In step B1, it is preferable to prepare a mixed solution so that the molar ratio Sr / Ti of Sr and Ti is 1 or more. In Step B1, it is preferable to use a Ti-containing aqueous solution that does not contain rutile TiO ₂ as the main component of the Ti component.

  In Step C1, the basic compound is preferably sodium hydroxide or potassium hydroxide. Moreover, it is preferable to grind | pulverize the solid substance generate | occur | produced in adjusting the reaction liquid to basicity in process C1.

The reaction solution used in the step D1 is preferably a reaction solution containing Ti (OH) ₄ and / or HTiO ₃ ^— ions as the main component of the Ti component.
Moreover, in the process D1, the retention time of the reaction temperature in the subcritical reaction or supercritical reaction can be made within 10 minutes.

The strontium titanate fine particles of the present invention are produced by the method for producing strontium titanate fine particles of the present invention, and the shape is a cube or a rectangular parallelepiped.
In the present specification, the “strontium titanate fine particles that are a cube or a rectangular parallelepiped” include those having an incomplete shape in which the vertex of the cube or the rectangular parallelepiped is chamfered. At this time, the ratio of chamfering is within 20% of the area of each surface of the cube or cuboid. The chamfer was defined from the side length. In this method, the particles were directly observed by TEM, the length of one side of the cubic particle and the length of the chamfered portion were measured, and the ratio to the one side was calculated. In such strontium titanate fine particles, 85% or more of the crystal planes exposed on the surface of the cube or rectangular parallelepiped are preferably {100} planes. Moreover, it is preferable that the length of one side of a cube or a rectangular parallelepiped is 10 nm or more and 500 nm or less.

  The method for producing strontium titanate fine particles of the present invention comprises a reaction solution containing a basic compound having a pH of more than 10 containing an Sr-containing aqueous solution and a Ti-containing aqueous solution or an ionization degree of 0.8 or more and 0.60 mol / l or more. A subcritical or supercritical reaction method comprising a step of adding an organic basic compound not containing a metal element and an amphiphilic compound having a carboxyl group in a basic reaction solution before the reaction. ing. According to this configuration, strontium titanate fine particles whose shape is controlled so that the (111) plane of the strontium titanate crystal has a {100} plane by preferential growth can be produced with high productivity. .

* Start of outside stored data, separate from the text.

PR #5725, opened 2025-07-11
[FEATURE] [MER-4683] Critical information missing from my courses page

simonchoxx:
[MER-4683](https://eliterate.atlassian.net/browse/MER-4683)

This PR adds the display of the course start and end dates, as well as instructor names, on the “My Courses” page for both students and instructors. 

This information is now visible directly on each course card.

**Instructor view**

instructor-view

**Student view**

student-view

[MER-4683]: https://eliterate.atlassian.net/browse/MER-4683?atlOrigin=eyJpIjoiNWRkNTljNzYxNjVmNDY3MDlhMDU5Y2ZhYzA5YTRkZjUiLCJwIjoiZ2l0aHViLWNvbS1KU1cifQ

### DIFF
--- a/lib/oli_web/live/common/utils.ex
+++ b/lib/oli_web/live/common/utils.ex
@@ -3,7 +3,6 @@ defmodule OliWeb.Common.Utils do
 
   alias Oli.Accounts.{User, Author}
   alias OliWeb.Common.SessionContext
-  alias OliWeb.Common.FormatDateTime
 
   require Logger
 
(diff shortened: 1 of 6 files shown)


lib/oli_web/live/common/utils.ex
```diff
@@ -27,6 +28,19 @@ defmodule OliWeb.Common.Utils do
...
+  @doc """
+  Formats a date using the given format.
+
+  ## Examples
+
+      iex> format_date(~U[2023-09-06 13:28:00Z], %{SessionContext.init() | local_tz: "America/Montevideo"}, "{0M}/{0D}/{YY}")
+      "09/06/23"
+  """
+  @spec format_date(DateTime.t(), map(), String.t()) :: String.t()
+  def format_date(date, context, format) do
```
gastonabella: Why do we need to define a function that does the same as `FormatDateTime.to_formatted_datetime/3`? Couldn't we just use that function instead?

simonchoxx: I agree. I will remove that function. Thanks!

PR #6466, opened 2026-04-17
[BUG FIX] [MER-5575] Ensure preview banner shows when launched as current user

andersweinstein:
This fixes inconsistent template preview behavior where the Preview Mode banner and Exit Preview button could be missing depending on how preview was launched.

  Root cause:

  - Template preview had two launch paths in the product details LiveViews.
  - When preview used :hidden_instructor, it opened /authoring/products/:slug/preview_launch, which sets the template-preview session markers used by delivery layouts to render the banner.
  - When preview used :current_user, it opened /sections/:slug directly, bypassing that controller path and therefore skipping the session markers.
  - As a result, preview content loaded normally, but the banner could disappear for users who already had a delivery-side current_user session.

  Fix:

  - Unified both launch identities onto the controller endpoint /authoring/products/:slug/preview_launch
  - This makes the controller the single canonical entry point for template preview, regardless of launch identity
  - The controller continues to handle:
      - preview authorization
      - launch preparation
      - template preview session markers
      - hidden-instructor login when needed
      - redirect into delivery

  Tests:

  - Updated author product-details LiveView preview tests to expect the unified controller launch URL
  - Updated admin product-details LiveView preview tests to expect the unified controller launch URL
  - Re-ran controller preview tests to verify the preview session markers are still set correctly

  Verification:

  - mix test test/oli_web/live/workspaces/course_author/products/details_live_test.exs
  - mix test test/oli_web/live/products/details_view_test.exs
  - mix test test/oli_web/controllers/products_controller_test.exs

### DIFF
--- a/lib/oli_web/live/products/details_view.ex
+++ b/lib/oli_web/live/products/details_view.ex
@@ -622,9 +622,8 @@ defmodule OliWeb.Products.DetailsView do
     "Template preview could not be prepared"
   end
 
-  defp preview_launch_url(_socket, section_slug, :current_user), do: ~p"/sections/#{section_slug}"
-
-  defp preview_launch_url(socket, _section_slug, :hidden_instructor) do
+  defp preview_launch_url(socket, _section_slug, launch_identity)
+       when launch_identity in [:current_user, :hidden_instructor] do
     ~p"/authoring/products/#{socket.assigns.product.slug}/preview_launch"
   end
 end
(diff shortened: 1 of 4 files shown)


andersweinstein:
Codex response to comments:

Security thread short reply:
` This does not merge the two identities’ behavior; it only unifies the entry URL. The controller still branches on launch_identity and preserves :current_user vs :hidden_instructor handling. The reason for the change is that the old :current_user fast path bypassed put_template_preview_session/3, so template_preview_mode was never present in delivery session state and the banner disappeared.`

 UI thread short reply:
 ```
The direct /sections/:slug path was the bug. It skipped the controller that sets the preview-session markers used 
by delivery layouts to show the Preview Mode banner. Routing both identities through/authoring/products/:slug/preview_launch restores consistent preview UI while keeping the controller’s 
distinct handling for :current_user and :hidden_instructor.
```

darrensiegel (approved):

PR #6471, opened 2026-04-20
[ENHANCEMENT] [MER-5573] edit template remix containers

andersweinstein:
• Summary

  Adds a template-remix-only Options flow for blueprint-created units. Authors can now set draft unit metadata from the remix screen, including title, introduction content, poster image, and intro video, without leaving the page.

  This also adjusts the UX so creating a new unit immediately opens the options modal, and the modal submit button reads Apply to reflect that changes are applied to the current remix draft rather than persisted until the page-level Save.

  What Changed

  - Added an Options button for template-created blueprint units in template remix.
  - Reused the existing container options modal UI in the remix context.
  - Kept modal edits draft-only in remix state until the page-wide Save.
  - On remix save, blueprint unit edits create a new revision and update the published-resource mappings across the base project’s publication set.
  - Creating a new unit now auto-opens the options modal.
  - The modal submit button is Apply in template remix.

  Behavior Notes

  - Options is only shown for blueprint-scoped containers created in template remix. Existing project-origin containers do not get the button.
  - Modal Apply updates the current draft on screen and marks remix as dirty.
  - Page-level Save is still required to persist changes.

  Why

  Template authors almost always need to rename a newly created container immediately, so auto-opening the modal reduces friction. Using Apply instead of Save makes the draft-vs-persist distinction clearer in remix.

  Testing

  - Added LiveView coverage for:
      - Options button visibility rules
      - auto-opening the modal on unit creation
      - Apply label in template remix
      - in-session draft updates through the modal
  - Added domain coverage for:
      - blueprint unit edits creating a new revision
      - publication mappings being updated across the base project publication set

  Verification

  - mix test test/oli_web/live/remix_section_test.exs
  - mix test test/oli/delivery/remix/remix_container_test.exs test/oli_web/live/remix_section_test.exs

### DIFF
--- a/lib/oli/delivery/remix.ex
+++ b/lib/oli/delivery/remix.ex
@@ -341,18 +341,19 @@ defmodule Oli.Delivery.Remix do
          base_project,
          %Author{id: author_id}
        ) do
-    edited_nodes = edited_blueprint_nodes(hierarchy, previous_hierarchy)
+    previous_by_resource_id =
+      previous_hierarchy
+      |> Hierarchy.flatten_hierarchy()
+      |> Map.new(&{&1.resource_id, &1})
+
+    edited_nodes = edited_blueprint_nodes(hierarchy, previous_by_resource_id)
 
     if edited_nodes == [] do
       {:ok, hierarchy}
     else
       Repo.transaction(fn ->
         Enum.reduce_while(edited_nodes, %{}, fn %HierarchyNode{} = node, updated_nodes ->
-          previous_node =
-            Hierarchy.find_in_hierarchy(previous_hierarchy, fn n ->
-              n.resource_id == node.resource_id
-            end)
-
+          previous_node = Map.fetch!(previous_by_resource_id, node.resource_id)
           previous_revision = Repo.get!(Revision, previous_node.revision.id)
 
           attrs = editable_attrs(node.revision)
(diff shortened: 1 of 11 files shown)


lib/oli/delivery/remix.ex
```diff
@@ -273,7 +309,15 @@ defmodule Oli.Delivery.Remix do
   def save(%State{} = state, author \\ nil) do
     %Section{base_project: base_project} = section = Repo.preload(state.section, :base_project)
 
-    with {:ok, hierarchy} <- ContainerCreation.materialize(state.hierarchy, base_project, author) do
+    with {:ok, hierarchy} <- ContainerCreation.materialize(state.hierarchy, base_project, author),
+         {:ok, hierarchy} <-
+           persist_blueprint_container_edits(
```
darrensiegel: Seems like the transaction inside of persist_blueprint_container_edits should be more broad and include the remainder of this function, specifically `Hierarchy.finalize` and `Sections.rebuild_section_curriculum`

darrensiegel (changes requested):

lib/oli/delivery/remix.ex
andersweinstein: OK, `Remix.save/2 `now owns the transaction boundary so container materialization, blueprint revision updates, and the section curriculum rebuild all succeed or fail together. Also fixed the save path to propagate rebuild failure instead of always returning success.

darrensiegel (approved):

PR #6491, opened 2026-04-23
[FEATURE] [MER-4082] Adaptive page duplication

darrensiegel:
This PR implements page duplication for adaptive pages.  Given that this is a high risk feature, the entire feature is hidden behind a canary feature flag that defaults to 100% available - so if after deployment we realize something isn't fully correct we can easily toggle it back to 0% available to remove access.


darrensiegel:
Addressed review comments

rgachuhi (approved):

PR #6494, opened 2026-04-23
[FEATURE] [MER-5250] AI Recommendations Feedback & Regeneration

simonchoxx:
[MER-5250](https://eliterate.atlassian.net/browse/MER-5250)

## Overview

This PR completes the AI recommendation feedback flow in the instructor dashboard, aligns the experience with the approved Figma design, and addresses privacy concerns raised during review by moving feedback details to internal storage and limiting what is sent to external Slack channels.

### What changes

- Added the full feedback flow for a recommendation:
  - Thumbs up/down sentiment
  - Optional additional text feedback
  - Visual confirmation after submission
- Kept recommendation regeneration behavior with a loading state and fallback handling, without losing the currently visible recommendation.
- Consolidated persistence for recommendation and feedback traceability.
- Updated the UI so it reflects the correct state after feedback is submitted, including after navigation or reload.
- Improved visual and interaction consistency across controls and modals to match the design.

### Privacy and data handling updates

- Reworked feedback notification behavior to avoid exposing sensitive details in Slack.
- Updated Slack notifications so external channels only receive a minimal signal that new custom feedback was captured, without personal or contextual details.

### Admin visibility

- Added a new Admin LiveView to review all captured custom feedback.
- Implemented a pageable, sortable table for operational review and follow-up.

### Functional impact

The feedback and regeneration experience is now consistent both functionally and visually, with stable behavior across recommendation states.

https://github.com/user-attachments/assets/c01016dd-c31d-47a6-b73b-596e346bf9ae

[MER-5250]: https://eliterate.atlassian.net/browse/MER-5250?atlOrigin=eyJpIjoiNWRkNTljNzYxNjVmNDY3MDlhMDU5Y2ZhYzA5YTRkZjUiLCJwIjoiZ2l0aHViLWNvbS1KU1cifQ

### DIFF
--- a/docs/exec-plans/current/epics/intelligent_dashboard/feedback_ui/fdd.md
+++ b/docs/exec-plans/current/epics/intelligent_dashboard/feedback_ui/fdd.md
@@ -1,0 +1,204 @@
+# AI Recommendation Feedback UI - Functional Design Document
+
+## 1. Executive Summary
+This feature completes the instructor-facing recommendation interaction loop inside the Intelligent Dashboard summary tile. The design extends the existing recommendation lifecycle and summary-tile interaction flow to support three additional behaviors: post-sentiment UI state transitions, qualitative feedback submission through an accessible modal, and persistence of the exact `original_prompt` payload used for each recommendation generation.
+
+The implementation stays within existing repository boundaries: LiveView and component state remain in the instructor dashboard surface, recommendation persistence and authorization stay in `Oli.InstructorDashboard.Recommendations`, and Slack delivery is mediated through `Oli.Slack`. The design intentionally preserves the existing `recommendation_instance_id` relationship for feedback while adding prompt-persistence fidelity at the recommendation-instance layer rather than denormalizing feedback storage.
+
+## 2. Requirements & Assumptions
+- Functional requirements:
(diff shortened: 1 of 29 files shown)


darrensiegel (changes requested):
The Slack notification feature has some serious privacy implications.  

I think we need to change this feature so that the details of the feedback (user, test, section, etc) get stored in a new table in the DB.  Then, the only thing that gets raised to the external Slack channel is the indication that "a new custom feedback has been captured".

We likely also need a new and simple Admin LiveView that shows ALL custom feedback, in a pageable, sortable table.

simonchoxx:
Thanks for the review, @darrensiegel. This flow would be adjusted to address the privacy concern:

- Slack would send only a generic notification: `“A new custom feedback has been captured.”`
- No user/section/recommendation/feedback-text details would be sent externally.
- The full details would remain in the database and would be available internally through a new LiveView for system admins only, with a pageable/sortable table of all custom feedback.
- It would be accessible from `Admin → System Management → View AI Custom Feedback `(/admin/ai_recommendation_feedback).

On storage: we would reuse the existing tables (`instructor_dashboard_recommendation_feedback + instructor_dashboard_recommendation_instances`) since they already capture the required level of detail, instead of adding a new table.

Would this solution work for you?

darrensiegel (approved):

PR #6495, opened 2026-04-23
[BUG FIX] [MER-5586] explorations begin button not working

andersweinstein:
## Summary

  Fixes [MER-5586](https://eliterate.atlassian.net/browse/MER-5586) by restoring adaptive part attempts for stateful non-scorable parts.

  Adaptive attempt creation was narrowed in #6041  to only create part attempts for scorable parts and non-scorable parts referenced by scoring rules. That excluded parts like janus-navigation-button, which still use the normal adaptive persistence pipeline. As a result, explorations could fail to start or navigate because the client could not find a partAttemptGuid for those parts.

  This change adds a distinct set of stateful non-scorable adaptive parts that should receive part attempts for persistence, while remaining non-scorable.  It also separates adaptive persisted-part semantics from analytics-tracked semantics, so restoring runtime persistence does not broaden adaptive insights/response-summary behavior.

  This PR also incidentally includes a fix for stale load-testing-only finalize route references in delivery templates that could break local exploration launch when load testing mode is enabled*.

  ## Changes

  - add @stateful_non_scorable_part_types in Oli.Activities.AdaptiveParts
  - include these parts in adaptive tracked part attempt creation:
      - janus-navigation-button
      - janus-popup
      - janus-audio
      - janus-video
      - janus-image-carousel
      - janus-capi-iframe
 - split adaptive part classification into:
      - scorable parts
      - rule-scored parts
      - persisted stateful non-scorable parts
  - keep analytics / response-summary tracking scoped to scorable ∪ rule-scored
  - keep manual grading scoped to scorable parts only
  - update adaptive attempt creation to use persisted-part helpers rather than analytics-tracked helpers
  - expand adaptive parts and hierarchy tests to verify:
      - stateful non-scorable parts get part attempts
      - analytics-tracked adaptive parts do not broaden to include persisted-only stateful parts
      - display-only parts still do not get part attempts
  - replace stale load-testing template references to removed :finalize_attempt page delivery routes with the current page lifecycle transition route

  ## Root Cause

  Before #6041 , adaptive activities got part attempts from revision_parts, so all adaptive parts with authored part ids received attempts. After that change, adaptive activities only created part attempts for:

  - scorable adaptive parts
  - non-scorable parts referenced by scoring-relevant rules

  That excluded stateful UI parts that call onInit, onSave, or onSubmit but are not scored. For Real Chem explorations, the Begin button (janus-navigation-button) fell into that gap, causing missing attemptGuid values, failed /active saves, and broken navigation.
  
  A follow-on issue in the initial fix was that reusing the existing adaptive tracked_part? concept for persistence also broadened analytics semantics, because adaptive response summaries already use tracked_part? as their filter.  Updated version corrects that by introducing a separate persisted-part classification for runtime state compatibility.

  ## Verification
  Verified with focused tests:
  - mix test test/oli/delivery/attempts/hiearchy_test.exs

  ## Notes
  *The load-testing finalization route fix is separate from MER-5586 behavior. It only affects environments where load testing mode is enabled. It was surfacing during local adaptive exploration launch because the load testing config option had been set some time ago by a developer as a convenience because it has the effect of disabling the Captcha. Given changes in the system, there is no longer any URL that can do the job the stale route did during real load testing. The fix is just to prevent a crash when testing adaptive page delivery with this setting.

[MER-5586]: https://eliterate.atlassian.net/browse/MER-5586?atlOrigin=eyJpIjoiNWRkNTljNzYxNjVmNDY3MDlhMDU5Y2ZhYzA5YTRkZjUiLCJwIjoiZ2l0aHViLWNvbS1KU1cifQ

### DIFF
--- a/lib/oli/activities/adaptive_parts.ex
+++ b/lib/oli/activities/adaptive_parts.ex
@@ -190,6 +190,7 @@ defmodule Oli.Activities.AdaptiveParts do
     content
     |> stateful_non_scorable_part_definitions()
     |> Enum.map(&Map.get(&1, "id"))
+    |> Enum.reject(&is_nil/1)
     |> MapSet.new()
   end
 
--- a/lib/oli/activities/adaptive_parts.ex
+++ b/lib/oli/activities/adaptive_parts.ex
@@ -12,16 +12,35 @@ defmodule Oli.Activities.AdaptiveParts do
                          "janus-text-slider",
                          "janus-fill-blanks"
                        ])
+  @stateful_non_scorable_part_types MapSet.new([
+                                      "janus-navigation-button",
+                                      "janus-popup",
+                                      "janus-audio",
+                                      "janus-video",
+                                      "janus-image-carousel",
+                                      "janus-capi-iframe"
+                                    ])
 
   def scorable_part_types, do: @scorable_part_types
+  def stateful_non_scorable_part_types, do: @stateful_non_scorable_part_types
 
   def scorable_part_type?(type) when is_binary(type),
     do: MapSet.member?(@scorable_part_types, type)
 
   def scorable_part_type?(_), do: false
 
+  def stateful_non_scorable_part_type?(type) when is_binary(type),
+    do: MapSet.member?(@stateful_non_scorable_part_types, type)
+
+  def stateful_non_scorable_part_type?(_), do: false
+
   def scorable_part?(part) when is_map(part), do: scorable_part_type?(Map.get(part, "type"))
   def scorable_part?(_), do: false
+
+  def stateful_non_scorable_part?(part) when is_map(part),
+    do: stateful_non_scorable_part_type?(Map.get(part, "type"))
+
+  def stateful_non_scorable_part?(_), do: false
 
   def tracked_part?(content, part_id) when is_map(content) and is_binary(part_id) do
     MapSet.member?(tracked_part_ids(content), part_id)
@@ -124,7 +143,31 @@ defmodule Oli.Activities.AdaptiveParts do
   def tracked_part_definitions(_), do: []
 
   def tracked_part_ids(content) do
-    MapSet.union(scorable_part_ids(content), rule_scored_part_ids(content))
+    [
+      scorable_part_ids(content),
+      stateful_non_scorable_part_ids(content),
+      rule_scored_part_ids(content)
+    ]
+    |> Enum.reduce(MapSet.new(), &MapSet.union/2)
+  end
+
+  def stateful_non_scorable_part_definitions(content) when is_map(content) do
+    merged_parts = merged_parts_by_id(content)
+
+    content
+    |> ordered_part_ids()
+    |> Enum.map(&Map.get(merged_parts, &1))
+    |> Enum.reject(&is_nil/1)
+    |> Enum.filter(&stateful_non_scorable_part?/1)
+  end
+
+  def stateful_non_scorable_part_definitions(_), do: []
+
+  def stateful_non_scorable_part_ids(content) do
+    content
+    |> stateful_non_scorable_part_definitions()
+    |> Enum.map(&Map.get(&1, "id"))
+    |> MapSet.new()
   end
 
   def rule_scored_part_ids(content) when is_map(content) do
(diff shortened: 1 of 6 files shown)


andersweinstein:
Codex responses to AI review comments: 
 
 1. Combined reply for the two load-testing marker comments (ui and security)

  The __FINALIZATION_URL__ token is only emitted when Oli.Utils.LoadTesting.enabled?() is true, and it is not part of the normal learner finalization flow. The actual delivery client still finalizes through finalizePageAttempt(...), which POSTs section_slug, revision_slug, and attempt_guid to PageLifecycleController.transition/2, where finalization is handled server-side.

  That said, the concern about the marker contract is fair. This change does alter the legacy load-testing marker value from the old attempt-scoped route to the current lifecycle endpoint. I could not find any in-repo consumer for __FINALIZATION_URL__, and the previous :finalize_attempt route reference appears to have been stale for years. I fixed it here because that stale helper was crashing the load-testing-enabled render path.

  If compatibility with an older external harness that expects a directly navigable finalize URL is still required, that likely needs either a dedicated testing endpoint or a revised marker contract in follow-up work.

  2. AI Review — performance on adaptive_parts.ex

  Fair point. The current implementation does an extra pass when collecting stateful_non_scorable_part_ids/1. I kept the change small and explicit for the regression fix, but agree this helper could be tightened to compute the ID set directly in one pass. I’d prefer to leave that as follow-up unless we want to broaden this PR beyond the bug fix.

  3. AI Review — elixir “Non-scorable parts are now being classified as scored”

  I don’t think this applies to the current diff. This change does not widen a “scored parts” API. The new union is in tracked_part_ids/1, which is used for adaptive attempt creation. The parts added here still retain non-scorable behavior; this change is only restoring persisted attempts for stateful adaptive parts so persistence and rules continue to work.

  4. AI Review — elixir “Hard-coded Janus type list will silently miss future stateful widgets”

  Agreed that a richer source of truth would be better if Janus part metadata exposed “stateful but non-scorable” directly. I didn’t find an existing manifest-level flag for that, so this PR keeps an explicit allowlist in AdaptiveParts to restore the broken persistence behavior without introducing a larger metadata refactor.
  Centralizing that metadata would make sense as follow-up work.

rgachuhi:
Analysis

 The underlying regression diagnosis is correct. The generic adaptive runtime does require a real partAttemptGuid for components that go through onInit / onSave / onSetData / onGetData; otherwise it logs partvattempt guid for ... not found! and the component cannot persist state. You can see that in assets/src/components/activities/adaptive/AdaptiveDelivery.tsx:298.

On that narrow point, janus-navigation-button absolutely needs a backing part_attempt. The same is also true, technically, for popup/audio/video/carousel/iframe: they all use the same generic persistence path, so giving them part_attempts is internally consistent.

The problem is where the branch draws the boundary. In master, tracked_part? effectively means “adaptive part that matters for scoring/insights tracking.” In this branch, it now also means “adaptive part that merely needs persisted runtime state.” Those are not the same concept. Because the codebase already reuses tracked_part? in insights/summary code, this fix leaks into downstream behavior.

  So my assessment is:

  - it fixes the Begin-button bug mechanism correctly
  - it does expand scope beyond that bug
  - it does introduce a semantic inconsistency by overloading tracked_part?
  - the iframe handling is not arbitrary, but it is still too broad for the current abstraction because it changes analytics classification, not just persistence

 What I would recommend

  Keep the behavioral idea, but split the concept:

  - add a separate predicate for “needs persisted adaptive part attempt” or similar
  - use that predicate only in adaptive hierarchy/attempt creation
  - leave tracked_part? for scorable/rule-scored analytics semantics, or introduce a distinct analytics predicate if needed

That would restore nav-button behavior and keep iframe/popup/audio/video/carousel persistence working, without silently changing what adaptive insights think an input is.

Non-finding but important scope note

Manual grading itself looks safe from this specific leak. lib/oli_web/live/manual_grading/manual_grading_view.ex:620 still filters adaptive parts by AdaptiveParts.scorable_part_ids(...), so these extra stateful non-scorable attempts should not suddenly appear in the grading list. The main risk is analytics/insights, not grading.

Bottom line

No, I would not say this branch fixes the issue appropriately as-is. It fixes the regression, but it does so by broadening tracked_part? in a way that changes adaptive analytics semantics and pulls janus-capi-iframe into that broader tracked-input bucket. The right fix is the same narrow runtime compatibility idea, but with a separate “stateful/persisted” classification instead of reusing “tracked.”

rgachuhi (changes requested):
Take a look at my comment

andersweinstein:
> Take a look at my comment

Addressed in latest commits.

rgachuhi (approved):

Flow diagram of the method for producing strontium titanate fine particles of the present invention The figure which shows the relationship between the number of moles of the amphiphilic compound contained in the reaction solution and the ratio of the organic basic compound to the number of Ti moles and whether or not the shape-controlled strontium titanate fine particles can be produced. Electron micrograph of strontium titanate fine particles obtained in Example 1 Electron micrograph of amorphous strontium titanate fine particles obtained in Comparative Example 1 Magnified electron micrograph of strontium titanate fine particles obtained in Example 1 Electron micrograph showing the analysis result of the crystal plane of the strontium titanate fine particles obtained in Example 1

"Production method of strontium titanate fine particles"
With reference to drawings, the manufacturing method of the strontium titanate microparticles | fine-particles of one Embodiment concerning this invention is demonstrated. FIG. 1 shows a flow chart of the method for producing strontium titanate fine particles of the present embodiment.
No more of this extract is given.